The Christian must always stand firm in Biblical truths. But all too often the Christian will use Biblical truth as a means to attack the other. We can be right and still lose lots of ground, and I think that has been the case at times in our culture wars. Other times we have been just plain wrong, like when we chose to stick our heads in the sand and ignore science rather than dialogue with it.
Choose your battles carefully. True, we have been armed with the sword of truth, but that doesn’t mean we should run around everywhere flailing it over our heads. Remember that the battle is the Lord’s. He will command us when to put away our swords and when to plunge our swords into the heart of darkness.
Second, we cannot confuse the artifacts of our faith with God himself. The Bible alone isn’t God, nor will it do the work of God just because we quote it. In other words, simply saying “the Bible says” or “the church believes” in American society today will be about as effective as taking a giant golden box to a sword fight. No one respects it, and we will probably end up running home to mama.
We can choose to lament Scripture’s demoted place in society, but we don’t have to. We can worry that our God has been defeated because his church and his scripture seem so beat down and defeated right now, but to do so misses the point. If you are upset that the evangelical church’s stand on Scripture seems overwhelmed, then your faith is in the wrong place.
Just as the Philistines could not possess the ark (again, see 1 Samuel 5), the secular world cannot truly possess our scripture. Skeptics and atheists do not worship our God and cannot grasp the power and truth in his Word. But, if we have been guilty of idolizing it in place of the God who gave it to us, maybe it won’t hurt for it to be out of our hands for a little bit. Let us learn to maintain a very high view of Scripture without idolizing it.
Finally, just because it seems our own artifacts of God have been captured, Yahweh remains free and powerful still.
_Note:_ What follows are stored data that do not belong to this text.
PR #954, opened 2016-11-10
Prevent warning when exists matcher is used with files

JonRowe:
Fixes #947

PR #1383, opened 2022-09-11
Prevent deprecation warning from `expect(FileTest).to exist(x)`

r7kamura:
I found that `expect(FileTest).to exist(x)` also outputs deprecation warnings in the same way as `expect(File).to exist(x)` before https://github.com/rspec/rspec-expectations/pull/954.

```
FileTest.exists? is a deprecated name, use FileTest.exist? instead
```

I confirmed that this warning is displayed on Ruby 2.7.6 and Ruby 3.1.2.

So it would be nice that we also support `FileTest` as well as `File`. It won't be used that much, but it's not a big change and it would be better to support it.

### DIFF
--- a/lib/rspec/matchers/built_in/exist.rb
+++ b/lib/rspec/matchers/built_in/exist.rb
@@ -81,7 +81,7 @@ module RSpec
           end
 
           def deprecated(predicate, actual)
-            predicate == :exists? && File == actual
+            predicate == :exists? && (File == actual || FileTest == actual)
           end
         end
       end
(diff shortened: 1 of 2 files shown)


lib/rspec/matchers/built_in/exist.rb
```diff
@@ -81,7 +81,7 @@ def predicates
           end
 
           def deprecated(predicate, actual)
-            predicate == :exists? && File == actual
+            predicate == :exists? && [File, FileTest].include?(actual)
```
pirj, line 84: Cosmetic: `File == actual || FileTest == actual`?

pirj (approved):
Thank you!

PR #1361, opened 2022-02-28
Add an_array_matching alias for match_array

markaschneider:
This improves readability when used as an argument matcher.

```
expect(obj).to receive(:msg).with(an_array_matching([1, 2]))
```

PR #1385, opened 2022-10-16
Synchronise changes from main / 3-11-maintenance to 4-0-dev

pirj:
This brings 4-0 closer to parity with main.

This is the result of `git merge main` and some minor tweaks to remove what was mistakenly re-added during merge.

⚠️ I did not merge in `3-11-maintenance`, but at a glance, they are on par with `main`.

- [ ] needs a 3.12.0 to release an enhancement from #1361

Similar to:
 - https://github.com/rspec/rspec-core/pull/2972
 - https://github.com/rspec/rspec-support/pull/549


JonRowe:
I've closed this because I prefer we don't do merges into the core branches like this, its better in my opinion to cherry-pick merge commits across (this is impossible in some cases where rebase merges have happened which is something I've been meaning to mention to you, we should always be doing merge commits or squash merges) the 4.0 situation is something I'm hoping to address in the next few weeks but if you want to cherry pick the prs across I'm happy for you to attempt that.

PR #3265, opened 2022-07-27
Fix: mpi4py requirement for `--target pip_install`

ax3l:
Installs `mpi4py` if not already found during
```
cmake --build build -j 4 --target pip_install
```


dpgrote (approved):
This looks good to me

PR #3270, opened 2022-07-28
[WIP] Add regions and BLProf only macros.

kngott:
First draft at adding profiling regions to the code.

Adds the Full Profiler only-macros, so this pass doesn't affect the current output, and took my best guess at reasonable regions for the UniformPlasma and KPP tests. First runs seem to work.

Iteration and discussion of where to put regions, and Full Profiler or TinyProfiler regions are welcome.

### DIFF
--- a/Source/Evolve/WarpXEvolve.cpp
+++ b/Source/Evolve/WarpXEvolve.cpp
@@ -80,6 +80,7 @@ WarpX::Evolve (int numsteps)
     const int step_begin = istep[0];
     for (int step = istep[0]; step < numsteps_max && cur_time < stop_time; ++step)
     {
+        WARPX_PROFILE_REGION_START("WarpX::Evolve::step");
         WARPX_PROFILE("WarpX::Evolve::step");
         Real evolve_time_beg_step = amrex::second();
 
@@ -368,6 +369,7 @@ WarpX::Evolve (int numsteps)
             break;
         }
 
+        WARPX_PROFILE_REGION_STOP("WarpX::Evolve::step");
         // End loop on time steps
     }
     multi_diags->FilterComputePackFlushLastTimestep( istep[0] );
@@ -394,7 +396,9 @@ WarpX::OneStep_nosub (Real cur_time)
     ExecutePythonCallback("particlescraper");
     ExecutePythonCallback("beforedeposition");
 
+    WARPX_PROFILE_REGION_START("WarpX::nosub::PushParticles");
     PushParticlesandDepose(cur_time);
+    WARPX_PROFILE_REGION_STOP("WarpX::nosub::PushParticles");
 
     ExecutePythonCallback("afterdeposition");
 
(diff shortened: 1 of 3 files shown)


kngott:
This is associated with the AMReX PR: https://github.com/AMReX-Codes/amrex/pull/2891

So, including that in the build would also show particle comm data.

Source/Evolve/WarpXEvolve.cpp
```diff
@@ -80,6 +80,7 @@ WarpX::Evolve (int numsteps)
     const int step_begin = istep[0];
     for (int step = istep[0]; step < numsteps_max && cur_time < stop_time; ++step)
     {
+        WARPX_PROFILE_REGION_START("WarpX::Evolve::step");
```
ax3l, line 83: Wait is `WARPX_PROFILE` not sufficient here?

Source/Evolve/WarpXEvolve.cpp
```diff
@@ -394,7 +396,9 @@ WarpX::OneStep_nosub (Real cur_time)
     ExecutePythonCallback("particlescraper");
     ExecutePythonCallback("beforedeposition");
 
+    WARPX_PROFILE_REGION_START("WarpX::nosub::PushParticles");
     PushParticlesandDepose(cur_time);
```
ax3l, line 400: Do we directly want to put a `WARPX_PROFILE` inside `PushParticlesandDepose` instead?

Source/Evolve/WarpXEvolve.cpp
```diff
@@ -403,11 +407,13 @@ WarpX::OneStep_nosub (Real cur_time)
     // the actual current J. This is computed later in WarpX::PushPSATD, by calling
     // WarpX::PSATDVayDeposition. The function SyncCurrent is called after that,
     // instead of here, so that we synchronize the correct current.
+    WARPX_PROFILE_REGION_START("WarpX::nosub::SyncJ_rho");
```
ax3l, line 410: Directly in `SyncCurrent` and `SyncRho` as `WARPX_PROFILE`?

Source/Evolve/WarpXEvolve.cpp
kngott: It could. Up for discussion. I stuck to wrapped section of Evolve and OneStep for now, as you generally want bigger, all-encompassing blocks of code for the FullProfiler analysis and probably matching these regions with the overall flow of the code rather than specific functions seemed like a better deal.

(After reading through the code, I was picturing all the OneStep functions instrumented in a matching way, meaning the profile gives consistent cuts no matter how you run WarpX.)

Source/Evolve/WarpXEvolve.cpp
kngott: It could. Same as above.

(Apparently, while switching focus between windows, I clicked right on the "resolve" button, so don't take that as any commentary. 😄)

Source/Evolve/WarpXEvolve.cpp
kngott: I specifically added and used PROFILE_REGION_START and REGION_STOP because START and STOP do not add a region to TinyProfiler outputs, only Full Profiler outputs. So, this change would not impact the output of most users runs. (Too many regions can make parsing the output impossible.)

They can be easily changed to a PROFILE_REGION (see line 64 for the only REGION example so far) if you also want an isolated TInyProfiler region out for each unique REGION you instrument.

PR #2115, opened 2021-07-20
Allow extra particle attributes (besides ux, uy, uz and w) to be set at particle creation in AddNParticles()

roelof-groenewald:
This PR follows on PR #2112 and should close out the remaining requirements for issue #1902.
The functionality in `WarpXParticleContainer.cpp:AddNParticles()` has been extended to also set extra particle attributes at creation (currently only weight is used from the `attr` array passed to that function). This in effect also fixes a bug with that function as it would currently set the weight incorrectly if more than 1 attribute value is passed to the `AddNParticles` function which would execute without any warning being displayed.

This PR should be merged after 
1. PR #2109
2. PR #2119 
3. PR #2126

PR #3272, opened 2022-07-29
Initialize particle runtime attributes inside AddNParticles

NeilZaim:
In the code, physical particles are created either through the `AddPlasma` routine or the `AddNParticles` routine. However, runtime attributes (QED optical depths, ionization levels and user defined attributes) are only initialized when the chosen injection style uses `AddPlasma`. This is **very dangerous**, because if the chosen injection style uses `AddNParticles` (as is the case for `gaussian_beam` injection for instance), the runtime attributes are silently zero-initialized, which can lead to incorrect but plausible results (this is particularly true for QED simulations).

In this PR, I thus initialize the runtime attibutes for the injection styles that use `AddNParticles`, building on top of #2115 (which allows `AddNParticles` to initialize runtime components, but this feature was never used except in the python bindings). The proposed solution is maybe not ideal (there's plenty of points that can be discussed) but in any case I think it's important to quickly merge a patch given how dangerous this bug is.


atmyers (approved):

Source/Particles/PhysicalParticleContainer.cpp
```diff
@@ -622,17 +622,138 @@ PhysicalParticleContainer::AddPlasmaFromFile(ParticleReal q_tot,
...
+                particle_w.dataPtr(), 1, -1, amrex::RandomEngine{});
 #endif // WARPX_USE_OPENPMD
 
     ignore_unused(q_tot, z_shift);
 
     return;
 }
 
+void
+PhysicalParticleContainer::InitializeRuntimeAttributesAndAddNParticles (
```
dpgrote: Could this code setting up the attributes be incorporated into `AddNParticles`? This would avoid having extra copies of the attribute arrays (which could be problematic with large numbers of particles). Also, after these changes, is `AddNParticles` called directly anywhere else?

Examples/Modules/RigidInjection/analysis_rigid_injection_LabFrame.py
```diff
@@ -85,5 +85,17 @@ def remove_rigid_lines(plotfile, nlines_if_rigid):
 
 assert( error_rel < tolerance_rel )
 
+
+### Check that user runtime attributes are correctly initialized
```
dpgrote, line 92: This is a general WarpX comment - something that is missing is documentation about what the CI tests are testing. This is fine that this test is here, but it would be helpful if there was a `README` or some other standardized documentation saying that this rigid injection test is also testing the use of run time attributes. I've noticed this with other tests, that they test multiple things unrelated to the main topic of the test. Though, maybe this comment here is good enough?

Source/Particles/PhysicalParticleContainer.cpp
roelof-groenewald: `AddNParticles` can directly be called from Python - we make heavy use of it for our thermionic injectors. So my vote would be to not absorb too much extra functionality into `AddNParticles`.

Python/pywarpx/_libwarpx.py
```diff
@@ -625,6 +627,9 @@ def add_particles(self, species_name, x=None, y=None, z=None, ux=None, uy=None,
             # --- The -3 is because components 1 to 3 are velocities
             attr[:,self.get_particle_comp_index(species_name, key)-3] = vals
 
+        nattr_int = 0
+        attr_int = np.empty([0], ctypes.c_int)
```
roelof-groenewald, line 631: This is not necessarily needed for this PR but we should at some point improve the logic here to allow both real and integer attributes to be set via `add_particles`. This would require adding a function to `WarpXWrappers` to link to `getParticleiComps()`. This implementation somewhat moves the problem this PR is fixing on to Python specific injection i.e. integer runtime components will silently be set to 0 for newly injected particles. Maybe just creating a corresponding Issue is sufficient for now to remind us of this shortcoming.

roelof-groenewald (approved):
I left one comment above for a possible follow-up PR.

Source/Particles/PhysicalParticleContainer.cpp
dpgrote: Ok, presumably you are setting the needed attributes from Python. But would this have the same issue being addressed here, that some attributes may have incorrect default values? Also, this means that you couldn't use the `addRealAttributes` and `addIntegerAttributes` features. Perhaps the routine `InitializeRuntimeAttributesAndAddNParticles` could be made callable from Python also?

dpgrote: What I was thinking of was modifying AddNParticles to use the default values as being setup here in `InitializeRuntimeAttributesAndAddNParticles` for any attributes that are not passed in. This would not affect your current use from Python.

NeilZaim: Yes, I did not want to directly modify the `AddNParticles` function because I saw that it was used from Python. It is also still used when splitting particles in `PhysicalParticleContainer::SplitParticles`, possibly incorrectly with respect to runtime parameters (I don't know this function well enough but in this case we may need to copy the runtime parameters from the initial particles so the `InitializeRuntimeAttributesAndAddNParticles` may not be good).

Also, this PR indeed does not fix the issue when using Python but I wanted to fix the pure C++ version first because QED (which is the module for which the issue is the most dangerous IMO) does not yet work with Python, so I thought a Python fix was less urgent.

What you suggest in your latest message @dpgrote is that we modify `AddNParticles` so that it accepts a list of runtime parameters that are passed in `attr_real` and "default initializes" (same as I did here) the ones that are not passed in? If so, I think that it's generally a good idea. We'd have to slightly modify the Python interface so that `AddNParticles` can know which attributes are passed and we'd also have to make sure that we don't break the `SplitParticles` routine (but it may already be broken). I think this can be done either here or in a follow-up PR, what do you think?

Examples/Modules/RigidInjection/analysis_rigid_injection_LabFrame.py
NeilZaim: I admit that I'm guilty of frequently high-jacking some CI random tests to add quick tests of minor features and I have no idea if it's considered good practice. I think that if this part of the test breaks, then it's easy to understand that it's in fact the runtime attributes that are broken (so in that sense I reckon adding this new test is better than nothing).

But it's also true that it's very difficult to know if some minor feature is tested or not in CI.

Regarding the `README`, we often explain the test at the beginning of the analysis script, so maybe that's equivalent. I'll add a sentence at the beginning of the script to state that we also check runtime attributes here.

Python/pywarpx/_libwarpx.py
NeilZaim: Yes, this does not fix the integer runtime attributes initialization from Python, but they were already broken, right? (I just want to make sure that I'm not breaking anything in your workflows). I'd agree to say that this can go to a follow-up PR.

roelof-groenewald: That is correct, yes, it was already broken. This PR just made it clear so documenting the issue now would be good so we don't have to learn about it the hard way again later on.

Source/Particles/PhysicalParticleContainer.cpp
dpgrote: Yes, that is what I am suggesting. I make the suggestion since I think it will simplify the code some and make it more robust.

If I understand it correctly, currently `nattr` attributes are passed into `AddNParticles` and any beyond that are set to zero. Perhaps this PR could fix so that a proper default is used instead of only zero. A second PR could update the Python interface to allow more flexibility.

Examples/Modules/RigidInjection/analysis_rigid_injection_LabFrame.py
dpgrote: I think that adding extra tests to existing CI tests is ok, and maybe a good thing since it will reduce the overall number of tests. One caveat though is that if a test fails, it should be clear which thing being tested is actually failing.

Having an explanation in the analysis script sounds good to me.

NeilZaim:
After discussions with @dpgrote, we have decided to directly initialize the runtime attributes inside `AddNParticles`. This saves a bit of memory and is also more robust. The main difficulty is that `AddNParticles` is a `WarpXParticleContainer` method while most runtime attributes are physical and located in `PhysicalParticleContainer`.
Thus, inside `AddNParticles` we call a new method `DefaultInitializeRuntimeAttributes` that does nothing when called from `LaserParticleContainer` but that is overriden by `PhysicalParticleContainer`. This function initializes the runtime attributes that have not already been initialized inside `AddNParticles` by the `attr_real` and `attr_int` vectors.

Python/pywarpx/_libwarpx.py
NeilZaim: Note that with the new implementation, the int attributes should be correctly set with python (but there's no way to initialize them through a numpy array yet).

Source/Particles/PhysicalParticleContainer.H
```diff
@@ -221,6 +221,23 @@ public:
         amrex::Gpu::HostVector<amrex::ParticleReal>& particle_uz,
         amrex::Gpu::HostVector<amrex::ParticleReal>& particle_w);
 
+    /**
+     * \brief Default initialize runtime attributes in a tile.
```
dpgrote: Overall, this looks good. For clarity, perhaps add a comment here that this routine is only setting attributes that have a potentially nonzero default value and that were not set elsewhere.

NeilZaim: Thanks, I've updated this comment to state that this does not initialize attributes that were set elsewhere. (actually I think that this routine does zero initialize attributes that should be zero initialized, like `prev_x`, so I haven't added a comment on that part)

dpgrote (approved):
This looks good to me! Thanks!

Many evangelicals fear any dialogue between science and God or between a seeking secular society and God, but why worry?
Are you afraid that science will disprove God? Why not seek instead to understand all you can about our God-designed universe? Are you afraid that sinful people will somehow taint him? You didn’t taint him, so why should anyone else?
They may seem to take away our Ark for a time, but they cannot capture our God. God will be God, and he doesn’t need us to defend him to the world. Rather, we need to preach, in the words of Paul to Timothy, “God our Savior and Christ Jesus our hope.” Such a Living God is no artifact of a bygone era. He is Yahweh. He is the I Am. And he always will be.